ASSIGNMENT
From the listing below, return each line that includes "reviewable".

EXTRACTED RECORDS
-*-

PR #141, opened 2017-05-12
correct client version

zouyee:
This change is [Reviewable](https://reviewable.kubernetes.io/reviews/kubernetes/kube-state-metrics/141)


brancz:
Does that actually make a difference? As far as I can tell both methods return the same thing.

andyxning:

-*-

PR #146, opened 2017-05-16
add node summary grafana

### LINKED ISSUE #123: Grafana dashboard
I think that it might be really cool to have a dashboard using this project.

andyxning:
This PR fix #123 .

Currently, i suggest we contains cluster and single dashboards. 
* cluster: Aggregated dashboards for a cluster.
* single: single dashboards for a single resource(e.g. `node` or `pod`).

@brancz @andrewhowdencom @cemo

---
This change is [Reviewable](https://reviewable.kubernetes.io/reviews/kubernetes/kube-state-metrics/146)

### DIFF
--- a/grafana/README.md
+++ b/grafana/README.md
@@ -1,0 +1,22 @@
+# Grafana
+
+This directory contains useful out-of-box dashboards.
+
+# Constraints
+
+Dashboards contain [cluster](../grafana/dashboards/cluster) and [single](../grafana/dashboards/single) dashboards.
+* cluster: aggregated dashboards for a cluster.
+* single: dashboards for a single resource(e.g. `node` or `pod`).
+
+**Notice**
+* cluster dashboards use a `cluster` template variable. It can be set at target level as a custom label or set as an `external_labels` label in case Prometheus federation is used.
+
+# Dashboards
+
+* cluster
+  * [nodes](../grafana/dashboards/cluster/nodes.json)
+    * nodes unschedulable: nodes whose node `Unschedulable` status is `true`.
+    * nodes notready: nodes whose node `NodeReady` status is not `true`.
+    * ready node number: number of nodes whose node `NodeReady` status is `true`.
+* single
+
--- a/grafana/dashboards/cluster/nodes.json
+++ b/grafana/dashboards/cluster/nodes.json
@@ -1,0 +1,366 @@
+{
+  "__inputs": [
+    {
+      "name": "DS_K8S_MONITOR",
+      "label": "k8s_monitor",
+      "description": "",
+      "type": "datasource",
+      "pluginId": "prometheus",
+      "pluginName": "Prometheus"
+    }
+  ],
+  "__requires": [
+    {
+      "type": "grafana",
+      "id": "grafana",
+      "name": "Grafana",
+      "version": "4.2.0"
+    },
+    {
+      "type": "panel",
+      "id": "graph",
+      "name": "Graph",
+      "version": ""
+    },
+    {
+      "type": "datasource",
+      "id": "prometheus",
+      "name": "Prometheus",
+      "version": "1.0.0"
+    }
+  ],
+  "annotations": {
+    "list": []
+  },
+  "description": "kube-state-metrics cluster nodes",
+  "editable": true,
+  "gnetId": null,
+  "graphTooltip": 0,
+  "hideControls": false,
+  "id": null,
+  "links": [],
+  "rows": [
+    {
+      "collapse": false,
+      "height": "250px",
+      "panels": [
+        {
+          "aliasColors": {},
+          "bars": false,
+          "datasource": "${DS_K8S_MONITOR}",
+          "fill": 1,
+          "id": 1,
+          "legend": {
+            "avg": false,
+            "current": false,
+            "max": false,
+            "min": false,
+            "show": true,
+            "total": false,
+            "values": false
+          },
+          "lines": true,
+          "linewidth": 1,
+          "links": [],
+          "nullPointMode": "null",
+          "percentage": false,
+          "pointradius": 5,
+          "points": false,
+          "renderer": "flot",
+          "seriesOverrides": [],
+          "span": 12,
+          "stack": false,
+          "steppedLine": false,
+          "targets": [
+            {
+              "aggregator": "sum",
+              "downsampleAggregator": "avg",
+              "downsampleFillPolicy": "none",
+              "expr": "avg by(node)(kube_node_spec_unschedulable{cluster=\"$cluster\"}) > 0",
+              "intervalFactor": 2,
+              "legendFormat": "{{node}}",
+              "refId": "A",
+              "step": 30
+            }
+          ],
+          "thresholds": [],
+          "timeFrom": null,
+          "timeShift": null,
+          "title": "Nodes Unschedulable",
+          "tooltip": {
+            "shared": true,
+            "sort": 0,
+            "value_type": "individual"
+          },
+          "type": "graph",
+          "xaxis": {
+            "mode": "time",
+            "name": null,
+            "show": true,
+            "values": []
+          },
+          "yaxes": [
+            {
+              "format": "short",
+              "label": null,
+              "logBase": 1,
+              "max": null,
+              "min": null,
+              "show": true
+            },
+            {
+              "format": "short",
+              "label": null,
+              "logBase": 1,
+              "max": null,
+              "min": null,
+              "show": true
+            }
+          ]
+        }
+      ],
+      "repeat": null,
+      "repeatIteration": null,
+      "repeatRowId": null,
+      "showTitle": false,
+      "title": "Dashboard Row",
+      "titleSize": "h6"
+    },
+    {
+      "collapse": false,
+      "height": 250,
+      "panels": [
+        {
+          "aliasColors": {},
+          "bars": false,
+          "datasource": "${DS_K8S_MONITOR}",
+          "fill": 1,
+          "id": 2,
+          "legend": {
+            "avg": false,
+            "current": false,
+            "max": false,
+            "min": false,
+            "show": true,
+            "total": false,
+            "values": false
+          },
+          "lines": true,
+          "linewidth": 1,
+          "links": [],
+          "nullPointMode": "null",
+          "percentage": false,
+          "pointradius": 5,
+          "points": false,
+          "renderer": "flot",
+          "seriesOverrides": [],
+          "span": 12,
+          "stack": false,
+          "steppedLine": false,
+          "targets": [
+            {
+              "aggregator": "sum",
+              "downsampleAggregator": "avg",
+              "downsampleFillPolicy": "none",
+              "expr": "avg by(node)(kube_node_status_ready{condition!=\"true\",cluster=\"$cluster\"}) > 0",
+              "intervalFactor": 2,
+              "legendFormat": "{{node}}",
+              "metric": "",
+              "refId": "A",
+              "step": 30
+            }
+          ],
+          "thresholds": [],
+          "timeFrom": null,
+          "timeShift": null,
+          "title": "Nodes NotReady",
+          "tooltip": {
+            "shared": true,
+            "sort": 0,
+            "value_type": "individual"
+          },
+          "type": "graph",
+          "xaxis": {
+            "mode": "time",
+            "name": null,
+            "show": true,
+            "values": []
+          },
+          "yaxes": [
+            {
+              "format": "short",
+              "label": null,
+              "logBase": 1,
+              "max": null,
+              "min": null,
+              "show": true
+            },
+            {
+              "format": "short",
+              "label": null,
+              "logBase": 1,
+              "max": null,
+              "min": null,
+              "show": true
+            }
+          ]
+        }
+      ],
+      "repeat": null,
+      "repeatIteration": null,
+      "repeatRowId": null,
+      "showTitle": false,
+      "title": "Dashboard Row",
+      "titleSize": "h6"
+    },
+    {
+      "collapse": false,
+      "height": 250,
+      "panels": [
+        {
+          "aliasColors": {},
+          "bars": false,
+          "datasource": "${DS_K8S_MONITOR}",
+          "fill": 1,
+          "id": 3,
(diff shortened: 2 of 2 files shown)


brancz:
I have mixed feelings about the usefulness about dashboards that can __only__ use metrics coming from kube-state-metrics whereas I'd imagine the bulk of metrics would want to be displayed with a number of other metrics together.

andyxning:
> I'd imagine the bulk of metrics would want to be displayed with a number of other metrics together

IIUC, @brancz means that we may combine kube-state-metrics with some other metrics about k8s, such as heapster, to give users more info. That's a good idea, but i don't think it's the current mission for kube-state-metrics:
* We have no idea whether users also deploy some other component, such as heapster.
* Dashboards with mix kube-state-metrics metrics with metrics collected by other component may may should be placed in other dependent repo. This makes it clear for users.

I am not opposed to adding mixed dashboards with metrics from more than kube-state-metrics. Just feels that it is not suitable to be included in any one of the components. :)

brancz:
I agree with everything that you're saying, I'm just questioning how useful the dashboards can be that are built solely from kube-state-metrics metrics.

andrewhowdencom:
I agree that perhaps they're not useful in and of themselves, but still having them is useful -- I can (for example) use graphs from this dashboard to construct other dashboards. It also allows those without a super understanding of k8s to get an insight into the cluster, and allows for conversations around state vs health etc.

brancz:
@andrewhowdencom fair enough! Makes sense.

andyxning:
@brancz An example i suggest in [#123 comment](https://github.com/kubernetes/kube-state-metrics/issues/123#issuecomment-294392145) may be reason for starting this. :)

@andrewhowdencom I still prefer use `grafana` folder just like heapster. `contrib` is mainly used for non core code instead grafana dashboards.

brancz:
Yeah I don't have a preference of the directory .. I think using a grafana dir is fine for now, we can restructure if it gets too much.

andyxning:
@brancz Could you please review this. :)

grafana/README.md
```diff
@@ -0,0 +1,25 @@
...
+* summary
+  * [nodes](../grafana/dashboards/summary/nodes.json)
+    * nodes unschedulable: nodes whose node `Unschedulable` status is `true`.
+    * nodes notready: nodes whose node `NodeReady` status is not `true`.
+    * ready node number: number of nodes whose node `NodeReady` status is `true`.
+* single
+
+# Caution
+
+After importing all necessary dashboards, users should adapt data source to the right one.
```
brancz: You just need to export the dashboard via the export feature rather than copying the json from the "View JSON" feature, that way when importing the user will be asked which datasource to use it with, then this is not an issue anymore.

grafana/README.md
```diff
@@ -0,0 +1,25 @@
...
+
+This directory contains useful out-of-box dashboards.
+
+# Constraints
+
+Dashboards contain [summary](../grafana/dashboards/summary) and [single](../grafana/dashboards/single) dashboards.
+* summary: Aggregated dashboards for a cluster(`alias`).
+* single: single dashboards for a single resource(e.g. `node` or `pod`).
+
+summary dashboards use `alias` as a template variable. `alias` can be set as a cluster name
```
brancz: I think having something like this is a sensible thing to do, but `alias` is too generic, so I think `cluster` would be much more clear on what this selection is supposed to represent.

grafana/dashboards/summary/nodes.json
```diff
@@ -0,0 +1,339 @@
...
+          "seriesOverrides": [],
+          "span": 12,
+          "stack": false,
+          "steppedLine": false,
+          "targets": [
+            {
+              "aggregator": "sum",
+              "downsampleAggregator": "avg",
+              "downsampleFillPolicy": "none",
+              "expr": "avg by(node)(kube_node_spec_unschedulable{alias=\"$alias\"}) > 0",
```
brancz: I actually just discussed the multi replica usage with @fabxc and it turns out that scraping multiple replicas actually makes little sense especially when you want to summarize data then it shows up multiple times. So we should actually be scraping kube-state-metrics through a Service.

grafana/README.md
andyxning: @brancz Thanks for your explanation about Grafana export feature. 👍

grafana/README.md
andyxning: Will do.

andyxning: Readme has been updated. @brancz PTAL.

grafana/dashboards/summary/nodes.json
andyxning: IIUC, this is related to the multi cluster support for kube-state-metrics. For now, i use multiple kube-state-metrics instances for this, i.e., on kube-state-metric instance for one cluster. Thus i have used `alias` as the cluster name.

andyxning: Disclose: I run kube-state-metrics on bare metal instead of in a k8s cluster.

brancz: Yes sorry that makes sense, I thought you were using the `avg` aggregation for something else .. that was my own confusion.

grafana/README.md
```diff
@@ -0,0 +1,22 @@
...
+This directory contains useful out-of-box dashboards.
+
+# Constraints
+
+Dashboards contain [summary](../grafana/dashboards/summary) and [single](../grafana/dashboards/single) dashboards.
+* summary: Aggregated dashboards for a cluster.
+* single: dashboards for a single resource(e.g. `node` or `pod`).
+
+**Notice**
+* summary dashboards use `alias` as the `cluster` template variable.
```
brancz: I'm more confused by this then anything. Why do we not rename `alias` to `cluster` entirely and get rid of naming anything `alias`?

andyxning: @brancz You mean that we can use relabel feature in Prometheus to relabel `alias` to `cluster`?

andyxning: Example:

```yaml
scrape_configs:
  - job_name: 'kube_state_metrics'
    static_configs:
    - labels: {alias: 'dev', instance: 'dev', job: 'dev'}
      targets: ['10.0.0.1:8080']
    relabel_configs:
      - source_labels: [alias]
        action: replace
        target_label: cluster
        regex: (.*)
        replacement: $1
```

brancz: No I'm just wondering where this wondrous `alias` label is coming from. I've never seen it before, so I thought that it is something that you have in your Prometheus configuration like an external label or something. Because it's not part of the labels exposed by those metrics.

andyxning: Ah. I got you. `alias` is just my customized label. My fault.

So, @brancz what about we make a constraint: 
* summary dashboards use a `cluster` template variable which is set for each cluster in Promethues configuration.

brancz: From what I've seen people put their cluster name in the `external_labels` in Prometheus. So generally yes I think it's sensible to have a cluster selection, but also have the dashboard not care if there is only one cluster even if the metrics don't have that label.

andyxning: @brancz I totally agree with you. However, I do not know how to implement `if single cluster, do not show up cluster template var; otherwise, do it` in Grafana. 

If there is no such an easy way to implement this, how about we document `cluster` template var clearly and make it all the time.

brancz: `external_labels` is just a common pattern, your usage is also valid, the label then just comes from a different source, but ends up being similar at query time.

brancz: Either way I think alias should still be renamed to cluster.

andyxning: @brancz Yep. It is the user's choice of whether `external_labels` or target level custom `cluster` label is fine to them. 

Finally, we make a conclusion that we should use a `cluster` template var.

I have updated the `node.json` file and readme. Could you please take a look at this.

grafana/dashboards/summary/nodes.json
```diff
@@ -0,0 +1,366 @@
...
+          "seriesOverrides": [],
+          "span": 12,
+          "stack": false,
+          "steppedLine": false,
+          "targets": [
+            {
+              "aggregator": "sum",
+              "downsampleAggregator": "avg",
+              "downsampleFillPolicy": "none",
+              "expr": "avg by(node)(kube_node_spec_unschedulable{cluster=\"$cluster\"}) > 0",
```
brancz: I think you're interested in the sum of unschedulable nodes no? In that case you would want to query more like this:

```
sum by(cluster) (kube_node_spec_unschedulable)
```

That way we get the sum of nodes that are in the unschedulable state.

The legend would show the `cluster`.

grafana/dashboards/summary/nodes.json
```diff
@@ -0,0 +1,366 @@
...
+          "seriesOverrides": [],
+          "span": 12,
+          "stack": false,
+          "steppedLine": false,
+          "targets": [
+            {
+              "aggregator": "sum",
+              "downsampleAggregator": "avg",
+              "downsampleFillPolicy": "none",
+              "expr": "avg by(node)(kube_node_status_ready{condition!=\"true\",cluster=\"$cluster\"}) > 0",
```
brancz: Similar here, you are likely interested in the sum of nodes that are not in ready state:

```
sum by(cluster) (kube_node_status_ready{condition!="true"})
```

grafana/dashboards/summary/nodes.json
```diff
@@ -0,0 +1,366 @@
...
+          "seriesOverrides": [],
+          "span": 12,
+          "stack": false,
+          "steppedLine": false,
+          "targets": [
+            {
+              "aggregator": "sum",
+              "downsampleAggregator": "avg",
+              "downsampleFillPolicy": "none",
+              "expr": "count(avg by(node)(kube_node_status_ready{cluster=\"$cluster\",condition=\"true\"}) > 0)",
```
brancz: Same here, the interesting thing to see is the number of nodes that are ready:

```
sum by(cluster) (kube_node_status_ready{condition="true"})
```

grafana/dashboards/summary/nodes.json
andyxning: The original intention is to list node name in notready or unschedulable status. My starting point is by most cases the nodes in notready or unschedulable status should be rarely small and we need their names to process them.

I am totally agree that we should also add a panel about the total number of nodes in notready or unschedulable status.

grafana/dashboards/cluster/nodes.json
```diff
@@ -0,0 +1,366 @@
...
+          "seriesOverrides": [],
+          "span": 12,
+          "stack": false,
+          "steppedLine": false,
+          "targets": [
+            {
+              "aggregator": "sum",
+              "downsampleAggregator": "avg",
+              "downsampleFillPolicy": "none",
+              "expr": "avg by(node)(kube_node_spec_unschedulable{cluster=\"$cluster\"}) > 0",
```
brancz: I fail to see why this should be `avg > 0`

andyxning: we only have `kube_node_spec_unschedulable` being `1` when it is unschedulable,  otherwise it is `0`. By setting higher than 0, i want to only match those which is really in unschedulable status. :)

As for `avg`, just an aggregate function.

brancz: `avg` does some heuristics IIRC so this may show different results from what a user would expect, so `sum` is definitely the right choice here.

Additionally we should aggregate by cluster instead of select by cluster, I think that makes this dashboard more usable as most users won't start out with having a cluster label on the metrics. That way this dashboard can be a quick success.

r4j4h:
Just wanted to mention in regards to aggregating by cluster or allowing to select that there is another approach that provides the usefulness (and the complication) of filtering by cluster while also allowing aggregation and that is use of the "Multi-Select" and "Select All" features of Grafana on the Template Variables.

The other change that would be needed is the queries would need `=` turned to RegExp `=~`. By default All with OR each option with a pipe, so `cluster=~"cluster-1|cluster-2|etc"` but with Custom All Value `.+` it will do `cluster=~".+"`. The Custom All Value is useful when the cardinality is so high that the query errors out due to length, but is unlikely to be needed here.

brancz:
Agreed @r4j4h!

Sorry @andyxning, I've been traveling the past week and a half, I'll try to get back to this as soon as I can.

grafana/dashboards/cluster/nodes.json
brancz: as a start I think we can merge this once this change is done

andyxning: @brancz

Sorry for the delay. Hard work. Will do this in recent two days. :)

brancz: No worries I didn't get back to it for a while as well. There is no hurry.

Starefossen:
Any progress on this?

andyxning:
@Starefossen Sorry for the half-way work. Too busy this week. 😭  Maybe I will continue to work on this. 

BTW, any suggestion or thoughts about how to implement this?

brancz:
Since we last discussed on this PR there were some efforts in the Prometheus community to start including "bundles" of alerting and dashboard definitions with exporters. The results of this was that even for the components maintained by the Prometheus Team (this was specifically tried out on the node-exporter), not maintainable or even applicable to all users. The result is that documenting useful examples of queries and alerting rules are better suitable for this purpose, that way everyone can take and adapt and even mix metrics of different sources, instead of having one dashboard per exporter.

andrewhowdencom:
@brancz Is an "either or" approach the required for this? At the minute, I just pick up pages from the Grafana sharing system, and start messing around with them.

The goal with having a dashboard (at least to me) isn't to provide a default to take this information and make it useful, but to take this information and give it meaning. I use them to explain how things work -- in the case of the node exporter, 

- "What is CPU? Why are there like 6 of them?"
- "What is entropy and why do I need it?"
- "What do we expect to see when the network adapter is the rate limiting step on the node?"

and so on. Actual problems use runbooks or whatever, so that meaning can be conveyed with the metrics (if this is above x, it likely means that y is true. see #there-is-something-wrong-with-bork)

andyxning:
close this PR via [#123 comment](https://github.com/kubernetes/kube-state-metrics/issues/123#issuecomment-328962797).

-*-

ANSWER FOR THE TASK
This change is [Reviewable](https://reviewable.kubernetes.io/reviews/kubernetes/kube-state-metrics/141)
This change is [Reviewable](https://reviewable.kubernetes.io/reviews/kubernetes/kube-state-metrics/146)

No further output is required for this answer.